Yes, you can customize the watch face on your Pebble watch. There are numerous watch faces available for download from the Pebble app store. Once you’ve chosen a watch face, you can install it on your watch via the Pebble app on your smartphone. Some watch faces also allow you to customize elements such as color and layout.

What is the battery life of a Pebble watch?

The battery life of a Pebble watch varies depending on the model and usage. However, most Pebble watches can last between 5 to 7 days on a single charge under normal usage. Factors such as the number of notifications you receive, the watch face you use, and the use of apps can affect battery life.

How can I extend the battery life of my Pebble watch?

There are several ways to extend the battery life of your Pebble watch. These include reducing the number of notifications you receive, using a simple watch face, and disabling features you don’t use often. Additionally, ensure your watch software is up to date, as updates often include optimizations to improve battery life.

Is the Pebble watch water-resistant?

Yes, all Pebble watches are water-resistant. They can withstand being submerged in water up to 30 meters deep. This makes them suitable for activities such as swimming and showering. However, they are not designed for deep-sea diving or high-impact water sports.

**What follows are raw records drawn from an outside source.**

PR #13819, opened 2020-11-01
docker-ce: Move creation of /tmp/docker above first use

voltagex:
Signed-off-by: Adam Baxter <github@voltagex.org>
Maintainer: @feckert (find it by checking history of the package Makefile)
Compile tested: N/A
Run tested: N/A

Description: If you've got alt_config_file defined, the init script will try to create a symlink as /tmp/dockerd/daemon.json before /tmp/dockerd exists. Moving the mkdir call prevents the init script from failing here.

### DIFF
--- a/utils/docker-ce/files/dockerd.init
+++ b/utils/docker-ce/files/dockerd.init
@@ -124,6 +124,7 @@ process_config() {
 
 	config_load 'dockerd'
 
+	mkdir -p /tmp/dockerd
 	config_get alt_config_file globals alt_config_file
 	[ -n "$alt_config_file" ] && [ -f "$alt_config_file" ] && {
 		ln -s "$alt_config_file" "$DOCKERD_CONF"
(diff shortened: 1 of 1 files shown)


feckert:
Could you please update the commit header and add the body from you pullrequest description to the commit?

G-M0N3Y-2503:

Can I use my Pebble watch with an iPhone?

Yes, Pebble watches are compatible with both Android and iOS devices. You can connect your Pebble watch to your iPhone via Bluetooth and use the Pebble app to manage settings, install watch faces, and more.

How do I reset my Pebble watch to factory settings?

To reset your Pebble watch to factory settings, go to the Settings menu on your watch, then select ‘System’, followed by ‘Factory Reset’. This will erase all data and settings on your watch. Note that this action cannot be undone.

Can I use apps on my Pebble watch?

Yes, you can use apps on your Pebble watch. There are many apps available for download from the Pebble app store, including fitness trackers, games, and productivity tools. You can install apps on your watch via the Pebble app on your smartphone.

What do I do if my Pebble watch is not syncing with my smartphone?

If your Pebble watch is not syncing with your smartphone, try the following steps: Ensure your watch and smartphone are within range of each other. Check that Bluetooth is enabled on both devices. Try restarting both your watch and smartphone. If the problem persists, try unpairing and then re-pairing your watch and smartphone.

How do I care for my Pebble watch?

To care for your Pebble watch, clean it regularly with a soft cloth and mild soap. Avoid exposing it to extreme temperatures or harsh chemicals. When not in use, store it in a cool, dry place. Regularly update the watch software to ensure it continues to function optimally.

Patrick CatanzaritiPatrick Catanzariti
View Author

PatCat is the founder of Dev Diner, a site that explores developing for emerging tech such as virtual and augmented reality, the Internet of Things, artificial intelligence and wearables. He is a SitePoint contributing editor for emerging tech, an instructor at SitePoint Premium and O'Reilly, a Meta Pioneer and freelance developer who loves every opportunity to tinker with something new in a tech demo.